I couldn’t remember returning anything in my life that wasn’t broken. In fact, I’m not sure I could remember returning anything, broken or not. It’s just not something I think of doing.

But I begrudgingly agreed to return the book, because the proximity was too obvious to make it anything but perverse to refuse. I made it clear to Em that this was a big deal to me, and she reassured me about how breezy and normal it can be to return a book, especially with the reason that we’d found a cheaper copy somewhere else.

I make sure to walk in an entrance that is immediately visible from the sales counter, since I’m also randomly paranoid about being accused in this kind of transaction of trying to scam someone by picking up a copy off the shelf and returning it with the old receipt. I think my reasons for this little paranoia are somewhere between my appearance and my inability to deal with any vague implication that I might not be 100% forthright.

Anyway, matters are not helped by the sales clerk in this empty bookstore (it’s 10:20 on a Saturday and I’m a little surprised they’re even open this early) joking to my opening request “We don’t do returns here, only sales,” with a serious face. I had actually started to pivot toward the door on my heel when she starting waving her arms and saying she was kidding and would help me right over there.

And I immediately became conscious of the situation through a racial filter. I was returning a clearly untouched Toni Morrison book to an African-American woman. On a receipt with other books by non-African-American authors. And it’s not just an African-American, author, it’s freaking Toni Morrison, who wrote The Bluest Eye for Chrissakes. Me, a European mutt, doing this. I quickly set the book on the counter upside-down, thinking that after all the barcode would be there and it would make the transaction less obvious.

Wrong again. As I glanced down, the author picture on the back smiled up towards the clerk, revealing that the live person in front of me was a dead ringer for Toni Morrison twenty-five years younger. And I don’t say that because I think all African-Americans look the same, I say that because the hair was identical. The exact same dreads. And of course, I’ve determined about myself that roughly 80% of my visual perception of people is their hair. If someone drastically changes their haircut, I will risk not recognizing them, while nearly any other dramatic change is almost unnoticeable to me. The facial structure is mighty similar too, and the body type.
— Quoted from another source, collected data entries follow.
PR #321, opened 2026-09-05
fix(checker): flush large artifact receipts before exiting

jackie-cqz:
## Problem and value

Fixes #311.

When the artifact checker writes a large JSON receipt to a pipe, its immediate `process.exit()` can terminate Node before stdout drains. Valid diagrams then fail `validate`, `deliver`, or `compare` with truncated-JSON errors. On Linux Node 22.22.0, the regression fixture's 262,519-byte successful receipt was truncated to 146,176 bytes before this fix.

## Scope

- What changed: use `process.exitCode` after emitting the final checker receipt; add five regressions covering successful and failing large receipts and all three consuming commands; update the changelog.
- What deliberately did not change: receipt fields, validation rules, exit codes, renderer geometry, Viewer behavior, or release version.
- No unrelated changes: confirmed. Related PR #314 includes overlapping checker work alongside CLI argument and preview changes; this PR is limited to #311.

## Stability impact

- Compatibility and migration risk: no schema or CLI contract changes; no migration required.
- Renderer, validator, package, or generated-artifact risk: only the checker exit strategy changes. Both exit 0 and exit 1 receipts are compared byte-for-byte between file and pipe output.
- Failure behavior and rollback path: invalid artifacts still return exit 1 with complete diagnostics. Delivery and comparison retain their existing validation and atomic replacement paths.

## Tests run

Revalidated after merging upstream `main` at `ed7f4d4`; the PR head is `4d6ecb2`.

Linux / WSL, Node 22.22.0, from `archify/`:

```sh
npm test
```

- Full suite: **1023 passed / 0 failed / 27 skipped** out of 1050 tests, including all five #311 regressions and the upstream output-path tests.
- Brand mark generation, generated validators, release identity, and golden artifact checks also passed.
- Before the original production fix, `node --test test/artifact-receipt-flush.test.mjs` produced **0 passed / 5 failed** on Linux; after the fix, all five passed.
- Environment-dependent skips are not counted as passes.

Windows, Node 24.15.0, from `archify/`:

```sh
node --test test/artifact-receipt-flush.test.mjs test/cli-output-types.test.mjs test/output-path.test.mjs
```

**23 passed / 10 failed / 4 skipped**. All five #311 regressions passed. The ten failures occur at fixture setup with `EPERM` from `fs.symlinkSync` because this Windows account lacks symbolic-link privileges; four other symlink tests explicitly skip. These failures are not counted as passes. The same output-path tests pass in the Linux full suite above.

From the repository root with Node 22.22.0:

[...]

Issue #344, opened 2026-09-08
Tracking: improve first-diagram reliability, readability, and maintenance focus


tt-a1i:
## Objective

Make an ordinary Agent's path from a bounded system description to a readable, verified diagram more reliable and less expensive to repair. Use the existing issues below as the implementation owners, with one selected approach per behavior.

Assessment baseline: `920543baa1c6137803c5b45a69d8977152773d35`, checked on 2026-09-08. Local reproduction used that commit's tracked `archify.zip` (`2.17.0-dev.1`) on macOS, Node `v26.3.0`, and Chrome. The [CI run for the same commit](https://github.com/tt-a1i/archify/actions/runs/34122654563) passed.

## Current maintenance queue — 2026-09-16

Latest inventory before this cleanup: 77 open issues and 102 open PRs; 42 open issues have an explicitly linked implementation PR. The immediate work is to finish and consolidate existing candidates. Keep at most three issue workstreams active. A primary implementation label selects the review path; it is not approval or permission to bypass required checks.

| Active issue | Primary implementation | Maintenance owner / next step | Acceptance boundary |
| --- | --- | --- | --- |
| #420 pinned evidence must ignore Git replacement objects | #421 | @tt-a1i coordinates current-head review; use the existing PR | Original SHA semantics survive commit/blob replacement and custom replacement refs; preserve valid evidence and user Git configuration. |
| #423 valid semantic IDs must work in the Viewer | #424 | @tt-a1i coordinates current-head review; use the existing PR | Validate all five modes, focus/chapter/route behavior, ordinary IDs, browser CI execution and regenerated artifact consistency. |
| #375 failed delivery must not make an old artifact look current | #380 | @tt-a1i re-reviews the updated candidate; earlier requested changes refer to an older head | Recheck failure provenance, output boundaries, transaction/rollback and alias cases on the latest head. A passing happy-path example does not establish failure recovery. |

Issue assignment to @tt-a1i denotes maintenance/review coordination; it does not transfer authorship or ask contributors to start a replacement implementation. No PR is approved or merged by this triage pass.

### Next queue and consolidation

- #427 browser gate wiring, then #429 compiler validation parity and #430 profile metadata consistency, become candidates when an active slot is available. These are current-main defects, not a new library API workstream.
- #431 and #432 are acceptance issues for unmerged feature PR #367. Keep them attached to that feature's readiness; do not describe them as released regressions.
[...]

PR #351, opened 2026-09-08
fix(renderer): flush complete failure diagnostics before exiting

### LINKED ISSUE #350: Renderer failure diagnostics are truncated through pipes, losing Agent repair hints
## Problem

On current `main` (`06bd6fe`), a large renderer failure loses its structured repair diagnostics when stderr is a pipe. `validate --json`, `deliver --json`, and `compare --json` then report `internal/unclassified` instead of the actual schema rule and supported fixes. This blocks the normal Agent repair loop on an invalid input with many repeated mistakes.

Reproduced on macOS arm64 with Node v22.23.2 (also observed on Node v26.7.0), using the source checkout. The input is 16,426 bytes; the complete failure is 107,256 bytes with 200 `schema/additionalProperties` diagnostics. File-directed stderr contains all of it, while piped stderr contains exactly 65,536 bytes of incomplete JSON. All processes correctly exit 1, and an existing delivery target is preserved; the defect is loss of repair evidence, not a false successful delivery.

## Reproduction

Run this from the repository root. It creates and removes only a temporary fixture directory and uses no external services or private data.

```js
// Save as reproduce.mjs in the repository root, then run: node reproduce.mjs
import fs from 'node:fs';
import os from 'node:os';
import path from 'node:path';
import { spawnSync } from 'node:child_process';

const tmp = fs.mkdtempSync(path.join(os.tmpdir(), 'archify-stderr-repro-'));
try {
  const input = path.join(tmp, 'input.json');
  const output = path.join(tmp, 'output.html');
  fs.writeFileSync(input, JSON.stringify({
    schema_version: 1,
    diagram_type: 'architecture',
    meta: { title: 'Large schema diagnostic regression' },
    components: Array.from({ length: 200 }, (_, i) => ({
      id: `node-${i}`, type: 'backend', label: 'Node',
      pos: [40, 40], unexpected: true,
    })),
    connections: [],
  }));
  const args = ['archify/renderers/architecture/render-architecture.mjs', input, output];
  const env = { ...process.env, ARCHIFY_DIAGNOSTIC_FORMAT: 'json' };
  const reference = path.join(tmp, 'reference.json');
  const fd = fs.openSync(reference, 'w');
  try {
    spawnSync(process.execPath, args, { env, stdio: ['ignore', 'pipe', fd] });
  } finally {
    fs.closeSync(fd);
  }
  const piped = spawnSync(process.execPath, args, { env, encoding: 'utf8' });
  console.log({ fileBytes: fs.statSync(reference).size, pipeBytes: Buffer.byteLength(piped.stderr) });
  const result = spawnSync(process.execPath, [
    'archify/bin/archify.mjs', 'validate', 'architecture', input, '--json',
  ], { encoding: 'utf8' });
  console.log(JSON.parse(result.stdout).diagnostics);
} finally {
  fs.rmSync(tmp, { recursive: true, force: true });
}
```

Expected: a complete renderer JSON failure reaches the parent; validation identifies `schema/additionalProperties`, the affected nodes, and `remove unsupported property "unexpected"`.

Actual: the parent reports `Renderer failed before emitting a structured diagnostic.` with `internal/unclassified` and no supported fixes.

## Cause and proposed scope

`installRendererDiagnosticBoundary()` in `archify/renderers/shared/diagnostics.mjs` calls `fs.writeSync(process.stderr.fd, payload)` once and immediately exits. A pipe can accept only a prefix of the payload; the returned byte count is ignored. The same shared boundary is used by all five renderers.

Proposed fix: flush the existing stderr JSON before terminating with status 1, retaining termination on a stream failure. Add real pipe-versus-file regression coverage and public CLI assertions for preserved repair diagnostics and unchanged trusted outputs. Keep schemas, error fields, quality rules, renderer geometry, and successful artifacts unchanged.

This is separate from #311/#321, which fixed the artifact checker's stdout exit path. The renderer's stderr boundary still uses the one-write path. I found no open PR covering this boundary.

Visual evidence: Not applicable; diagnostic transport only.

276970789:
## Problem and value

Fixes #350.

On macOS/Node 22, a 16 KB invalid input produces 200 schema diagnostics (107,256 bytes), but piped stderr receives only 65,536 bytes. `validate`, `deliver`, and `compare` then report `internal/unclassified` instead of the actual errors and repair hints. #350 has the reproduction.

## Scope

The clerk was consummately professional and cheery and conversational (we had a brief talk about wrestling with bar code scanners that don’t function and the joy of all those manually typed digits), perhaps a little as a result of feeling bad about the poorly-timed joke, but mostly because she was just good at her job. She betrayed no indication of feeling weird about the racial dynamic of the interaction, no even vague wisp of a hint of such. But I was almost tearing up, a lifelong biological reaction to feeling like someone is secretly uncomfortable in dealing with me or having a less than sincere interaction with me (yes, I’m a North American champion debater, but I often nearly go to pieces in 1-on-1 interactions when I pick up on negative cues). I couldn’t wait to get the receipt and book it out of there.

And I immediately thought to myself, I wouldn’t have even noticed this had I not been working at Glide the last two years.

Glide does wonderful things for all kinds of people. But I wish they, and so many other leftist groups doing otherwise wonderful things, would just ease up on the racial categorization. I, for one, would feel a little more comfortable. And I daresay everyone else they’re serving would too. One-size-fits-all is not perfect, but four-to-six-stereotypical-sizes-fit-each is much worse.

When can people just be people? Mandatory intermarriage would almost be better than this.